Start of Provided information
PR #979, opened 2023-10-25
chore: use username as tokenId for nextjs chat examples

pratik151192:
Instead of passing a user's name involve in chat through a topic message, we are inferring it through the `tokenId` in `TopicItem`. This will be demonstrated in a blog where we can say that users can save $$ going forward by following this route.

The username is being passed around through a query string.

### DIFF
--- a/examples/web/nextjs-chat/src/app/api/momento/token/route.ts
+++ b/examples/web/nextjs-chat/src/app/api/momento/token/route.ts
@@ -11,6 +11,7 @@ import {
 } from "./config";
 import { authOptions } from "../../auth/[...nextauth]/route";
 import { getServerSession } from "next-auth";
+import { type NextRequest } from "next/server";
 
 const authClient = new AuthClient({
   credentialProvider: CredentialProvider.fromString({
@@ -20,10 +21,12 @@ const authClient = new AuthClient({
 
 export const revalidate = 0;
 
-export async function GET(_request: Request) {
+export async function GET(_request: NextRequest) {
   // eslint-disable-next-line @typescript-eslint/ban-ts-comment
   // @ts-ignore
-  const usernameValue = _request.cookies._parsed.get("username").value;
+  let usernameValue: undefined | string =
+    _request.nextUrl.searchParams.get("username");
+  usernameValue = usernameValue === null ? undefined : usernameValue;
 
   if (usernameValue === undefined) {
     console.error(`Username is undefined`);
@@ -61,7 +64,7 @@ export async function GET(_request: Request) {
   throw new Error("Unable to get token from momento");
 }
 
-async function fetchTokenWithOpenAuth(username: string) {
+async function fetchTokenWithOpenAuth(username: string | undefined) {
   return await authClient.generateDisposableToken(
     tokenPermissions,
     tokenExpiresIn,
@@ -69,7 +72,7 @@ async function fetchTokenWithOpenAuth(username: string) {
   );
 }
 
-async function fetchTokenWithAuthCredentials(username: string) {
+async function fetchTokenWithAuthCredentials(username: string | undefined) {
   const session = await getServerSession(authOptions);
 
   if (!session) {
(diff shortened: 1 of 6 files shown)


examples/web/nextjs-chat/src/app/api/momento/token/route.ts
```diff
@@ -19,14 +19,27 @@ const authClient = new AuthClient({
 });
 
 export const revalidate = 0;
+
 export async function GET(_request: Request) {
+  // eslint-disable-next-line @typescript-eslint/ban-ts-comment
+  // @ts-ignore
+  const usernameValue = _request.cookies._parsed.get("username").value;
```
pratik151192, line 26: for some reason TS doesn't think `cookies` is a part of `_request` but i tested this and it works

examples/web/nextjs-chat/src/utils/momento-web.ts
```diff
@@ -15,7 +15,7 @@ export enum EventTypes {
 
 export type ChatMessageEvent = {
   event: EventTypes.MESSAGE;
-  username: string;
+  username?: string;
```
pratik151192, line 18: This entire demo is wired around `ChatMessageEvent` so i made this optional here even though that wasn't the cleanest thing to do. Would have needed more overhaul if we wanted to change the entire wiring.

allenheltondev (approved):

examples/web/nextjs-chat/src/app/api/momento/token/route.ts
cprice404: I suspect that you can handle this via next-auth's session stuff but @bruuuuuuuce can probably provide a more clear answer.

examples/web/nextjs-chat/src/utils/momento-web.ts
pratik151192: I dont like the way i've done this at all but was the quickest without a overhaul of the entire example (i maybe wrong in that though).. right now this `type` is constructed when a user is sending a message, so at that point it will be undefined; when a user receives the message from the sender, we popualte this through the `tokenId`.

This type `ChatMessageEvent` is used across the app and the [HTML bodies](https://github.com/momentohq/client-sdk-javascript/blob/main/examples/web/nextjs-chat/src/app/pages/chat-room.tsx#L102) too expect this type when displaying the message.. so i wasn't able to remove it from here without changing the HTML part.

examples/web/nextjs-chat/src/utils/momento-web.ts
```diff
@@ -35,17 +35,20 @@ let onErrorCb: (
...
 async function getNewWebClients(): Promise<MomentoClients> {
   webTopicClient = undefined;
   // we don't want to cache the token, since it will expire in 5 min
-  const fetchResp = await fetch(window.location.origin + "/api/momento/token", {
-    cache: "no-store",
-  });
+  const fetchResp = await fetch(
+    window.location.origin + `/api/momento/token?username=${username}`,
+    {
+      cache: "no-store",
```
allenheltondev, line 49: doesn't this header need to come back in the response?

allenheltondev (approved):

examples/web/nextjs-chat/src/utils/momento-web.ts
pratik151192: Oh you mean for us to store it? This part is simply sending the `username` while generating the disposable token and gets back the `token` in the `fetchResp`.

examples/web/nextjs-chat/src/app/page.tsx
```diff
@@ -85,6 +86,12 @@
   }
 
   if (!usernameSelected) {
+    const handleUsernameChange = (e) => {
+      const newUsername = e.target.value;
+      setUsername(newUsername);
+      Cookies.set('username', newUsername, { expires: 7 }); // Store username in a cookie
```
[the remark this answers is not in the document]
allenheltondev: I think it's fine

examples/web/nextjs-chat/src/utils/momento-web.ts
allenheltondev: I'm talking about the `cache` header. That's a response header that browsers look at to determine if it can cache responses or not. It looks like you're providing it in the request, which i don't think will do anything.

pratik151192: Oh lol yea that was as it is from before i am not sure at all what that does. there's a comment on this which i think it signals it to not cache?

`  // we don't want to cache the token, since it will expire in 5 min`

PR #981, opened 2023-10-25
fix: import/export permission roles from web-sdk

rishtigupta:
## PR Description:
- import and export TopicRole, CacheRole from web-sdk such that they can be consumed from the sdk-web rather than sd-core in the console

### DIFF
--- a/packages/client-sdk-web/src/index.ts
+++ b/packages/client-sdk-web/src/index.ts
@@ -122,6 +122,7 @@ import {
   TopicSelector,
   AllCaches,
   AllTopics,
+  CacheRole, TopicRole
 } from '@gomomento/sdk-core';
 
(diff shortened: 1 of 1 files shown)


packages/client-sdk-web/src/index.ts
```diff
@@ -122,6 +122,7 @@ import {
   TopicSelector,
   AllCaches,
   AllTopics,
+  CacheRole, TopicRole
```
bruuuuuuuce, line 125: nit:

```suggestion
  CacheRole, 
  TopicRole,
```

bruuuuuuuce (approved):
:shipit:

cprice404 (commented):
:ty:

PR #989, opened 2023-10-27
chore: remove dependency on sdk-core from examples

pratik151192:
Added more exports to `index.ts` to remove examples dependency on `sdk-core` after a release. Tested with local installation that was failing on the first PR and now its succeeding after these imports.

### DIFF
--- a/packages/client-sdk-nodejs/src/index.ts
+++ b/packages/client-sdk-nodejs/src/index.ts
@@ -143,6 +143,8 @@ import {
   TopicSelector,
   AllCaches,
   AllTopics,
+  LeaderboardOrder,
+  ILeaderboard,
 } from '@gomomento/sdk-core';
 
 import {Configuration, CacheConfiguration} from './config/configuration';
@@ -329,6 +331,8 @@ export {
   LeaderboardConfiguration,
   LeaderboardClientConfiguration,
   PreviewLeaderboardClient,
+  LeaderboardOrder,
+  ILeaderboard,
   // Errors
   MomentoErrorCode,
   SdkError,
--- a/examples/nodejs/cache/doc-example-files/doc-examples-js-apis.ts
+++ b/examples/nodejs/cache/doc-example-files/doc-examples-js-apis.ts
@@ -74,6 +74,8 @@ import {
   TopicConfigurations,
   PreviewLeaderboardClient,
   LeaderboardConfigurations,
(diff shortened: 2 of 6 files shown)


pratik151192:
Hmm looks like this was added for node version 14 to work

```
Error:    8:1  error  '@gomomento/sdk-core' should be listed in the project's dependencies. Run 'npm i -S @gomomento/sdk-core' to add it  import/no-extraneous-dependencies
Error:   16:8  error  "@gomomento/sdk-core" is extraneous                                                                                 node/no-extraneous-import
```

cprice404:
> Hmm looks like this was added for node version 14 to work
> 
> ```
> Error:    8:1  error  '@gomomento/sdk-core' should be listed in the project's dependencies. Run 'npm i -S @gomomento/sdk-core' to add it  import/no-extraneous-dependencies
> Error:   16:8  error  "@gomomento/sdk-core" is extraneous                                                                                 node/no-extraneous-import
> ```

I believe that error is telling you about another place where core is explicitly used in an import, I don't think it has to do with the node version. We should fix the imports.

cprice404 (commented):
more imports we need to fix I think

pratik151192:
> I believe that error is telling you about another place where core is explicitly used in an import, I don't think it has to do with the node version. We should fix the imports.

ah yeah will fix

bruuuuuuuce (commented):
we should also update the package.json and remove the dep

pratik151192:
@bruuuuuuuce 

> we should also update the package.json and remove the dep

yep i can only successfully do that after a release with the changes in this PR

packages/client-sdk-nodejs/src/index.ts
```diff
@@ -143,6 +143,8 @@ import {
   TopicSelector,
   AllCaches,
   AllTopics,
+  LeaderboardOrder,
+  ILeaderboard,
```
cprice404, line 147: thank you! do we need to do this in the web sdk too?

cprice404 (approved):

cprice404 (approved):

packages/client-sdk-nodejs/src/index.ts
pratik151192: yep did that and mistakenly committed my local `npm i` installation.. will update examples once released!

PR #994, opened 2023-10-31
feat: add rate-limiter using momento cache

pratik151192:


examples/nodejs/rate-limiter/README.md
```diff
@@ -0,0 +1,133 @@
...
+
+All tasks complete!
+
+```
+
+## Key Mechanism
+
+At the heart of our rate-limiter is a key mechanism that allows us to perform rate limiting based on user-per-minute granularity. The key is constructed using a combination of the user ID and the current minute. This key plays a pivotal role in tracking and limiting the number of transactions a user can make in a given minute.
+
+## Approaches
```
cprice404, line 59: I would like to hear what @allenheltondev has to say about this, but my 2 cents:

The story about how you tested the two different implementations and came to the conclusion of which one to is great for a blog post. But here in the examples section of the repo, I suspect that most users don't want to think about all of that, they just heard that we have some code they can use as a rate limiter and they want to copy/paste it and consume it in their app. They want to be able to trust us that we thought about the implementation and came up with the best one.

So IMO we should trim the content in the repo down to just saying "here's a few use cases you might use a rate limiter for, and here's an example snippet showing how to use this rate limiter".

I'd do the same thing for dev docs. And the compare/contrast stuff I'd just save for the blog post.

@allenheltondev WDYT? if you think we should keep both versions here too I don't have an issue with it, just not necessarily what I'm guessing a user will be looking for here.

examples/nodejs/rate-limiter/README.md
```diff
@@ -0,0 +1,133 @@
+<head>
+  <meta name="Momento Node.js Client Library Documentation" content="Node.js client software development kit for Momento Cache">
+</head>
+<img src="https://docs.momentohq.com/img/logo.svg" alt="logo" width="400"/>
+
+[![project status](https://momentohq.github.io/standards-and-practices/badges/project-status-official.svg)](https://github.com/momentohq/standards-and-practices/blob/main/docs/momento-on-github.md)
+[![project stability](https://momentohq.github.io/standards-and-practices/badges/project-stability-stable.svg)](https://github.com/momentohq/standards-and-practices/blob/main/docs/momento-on-github.md)
+
+## Rate-limiter Requirements
```
cprice404, line 9: I would add a section above this describing what a rate limiter is and why someone might want to use one.

examples/nodejs/rate-limiter/README.md
```diff
@@ -0,0 +1,133 @@
...
+To run any of the examples you will need to install the dependencies once first:
+
+```bash
+npm install
+```
+
+## Running the rate-limiter
+
+```bash
+npm install
```
anitarua, line 23: duplicate `npm install` command?

examples/nodejs/rate-limiter/worker.ts
```diff
@@ -0,0 +1,133 @@
...
+    totalRequests = parseInt(process.argv[2], 10);
+  }
+
+  if (process.argv[3]) {
+    randomDelayUpperBound = parseInt(process.argv[3], 10);
+  }
+
+  if (process.argv[4]) {
+    tpmLimit = parseInt(process.argv[4], 10);
+  }
```
anitarua, line 42: would it be helpful to include examples of how to pass different CLI args in the readme? might be helpful for users who might want to write a script that tests different rate limiting scenarios

examples/nodejs/rate-limiter/get-increment-rate-limiter.ts
```diff
@@ -0,0 +1,48 @@
...
+  _client: CacheClient;
+  _limit: number;
+
+  constructor(client: CacheClient, limit: number) {
+    super();
+    this._client = client;
+    this._limit = limit;
+  }
+
+  public async acquire(id: string): Promise<boolean> {
```
cprice404, line 18: nit: I wonder if a name like `isLimitExceeded` would be a more natural name for a class that provides rate limiting functionality?

examples/nodejs/rate-limiter/README.md
cprice404: I also don't see anywhere in here where you are talking about what units of time you are able to limit for, or constraints of this class.

cprice404 (commented):
code looks good other than maybe tweaking the function name.

We should align with align on what the main message that we are trying to communicate via the README should be, though.

anitarua (commented):
cool example application!

examples/nodejs/rate-limiter/README.md
pratik151192: That makes sense to me. Do you want me to remove the `GetIncrementRateLimiter` that's not recommended as well in that case?

examples/nodejs/rate-limiter/README.md
pratik151192: Will add. Great feedback!

examples/nodejs/rate-limiter/get-increment-rate-limiter.ts
pratik151192: I actually took this terminology from [guava](https://guava.dev/releases/19.0/api/docs/index.html?com/google/common/util/concurrent/RateLimiter.html), but that's actually a blocking call and waits until a permit is available. So in lieu of that I like your suggestion!

examples/nodejs/rate-limiter/README.md
pratik151192: Ooo nice catch!

examples/nodejs/rate-limiter/worker.ts
pratik151192: yes can add; I actually just added it for my blog demo so not totally applicable but I think I can let this as is and add info about it.

examples/nodejs/rate-limiter/README.md
cprice404: that would be my suggestion, yes, but I'd love to hear what Allen thinks.

allenheltondev: Yeah totally agree, keep it technical in here but definitely link to the blog post, there's no reason not to.

pratik151192: Sure makes sense; will do that once that's out!

anitarua (approved):
lgtm!

pratik151192:
@cprice404 I have on approval will go ahead and merge to link from blog but lmk if README needs a tweak happy to fast follow. Have changed API names and the README essence as per your feedback.

examples/nodejs/rate-limiter/README.md
```diff
@@ -0,0 +1,109 @@
...
+const momento = await CacheClient.create({
+  configuration: Configurations.Laptop.v1(),
+  credentialProvider: CredentialProvider.fromEnvironmentVariable({
+    environmentVariableName: "MOMENTO_API_KEY",
+  }),
+  defaultTtlSeconds: 6000,
+});
+
+const tpmLimit = 10;
+const rateLimiter = new MomentoRateLimiter(momento, tpmLimit);
```
cprice404, line 42: would be nice to accept cache name as an argument here rather than hard-coding in the lib, but not a huge deal.

examples/nodejs/rate-limiter/README.md
```diff
@@ -0,0 +1,109 @@
...
+Momento Rate Limiter - p50 Latency: 2
+Momento Rate Limiter - p90 Latency: 3
+Momento Rate Limiter - p99 Latency: 5
+Momento Rate Limiter - p99.9 Latency: 34
+
+All tasks complete!
+
+```
+
+There are three additional arguments that you can provide to the rate-limiter if you want to experiment with different configurations:
```
cprice404, line 91: these are arguments that you are passing to the example/simulator, not to the rate limiter itself, correct?

examples/nodejs/rate-limiter/README.md
```diff
@@ -0,0 +1,109 @@
...
+
+- totalRequests: The total number of requests that the example will simulate, defaulted to 1000.
+- randomDelayUpperBound: The simulation adds a random delay between 0 and the randomDelayUpperBound, defaulted to 60 seconds.
+- tpmLimit: The rate per minute at which a user or entity will be allowed by the rate-limiter, defaulted to 500.
+
+To override totalRequests to 10, randomDelayUpperBound to 60, and tpmLimit to 1, the command will look like:
+
+```bash
+MOMENTO_API_KEY="yourApiKey" npm run rate-limiter 10 60 1
```
cprice404, line 100: maybe add one more sentence after this that says "if you want to see some throttles, try these settings". And optionally paste another example of your output where throttle count is not zero.

cprice404 (commented):
this looks great, left a few minor suggestions that you can decide whether you want to follow up on.

examples/nodejs/rate-limiter/README.md
pratik151192: When we spoke to Jah I got the feeling that most customers like to decouple control and data plane so left it as is

cprice404: that's different from being locked in to a hard coded cache name though :)

this is okay for example code where we expect users to copy/paste/modify. this would not be okay in a library though :)

pratik151192: ah yeah gotcha now!

PR #1545, opened 2025-03-27
chore: bump generated types to 0.124.3

malandis:
Updates the generated types dependencies to 0.124.3 where grpc is a peer dependency. This should resolve deduplication failures our users have seen when they install their own version of grpc.


rishtigupta (approved):
:shipit:

PR #1546, opened 2025-03-27
chore: bump generated types to 0.124.4

malandis:
Similar to #1545, we update the generated types but this time with protobuf as a peer dependency. This protects application developers from the same dual package hazard we saw with grpc.


rishtigupta (approved):
:shipit:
End of Provided information
→ **Exercise aim**
Filter the entries above and return only the lines holding "Latency".

→ **Your solution**
+Momento Rate Limiter - p50 Latency: 2
+Momento Rate Limiter - p90 Latency: 3
+Momento Rate Limiter - p99 Latency: 5
+Momento Rate Limiter - p99.9 Latency: 34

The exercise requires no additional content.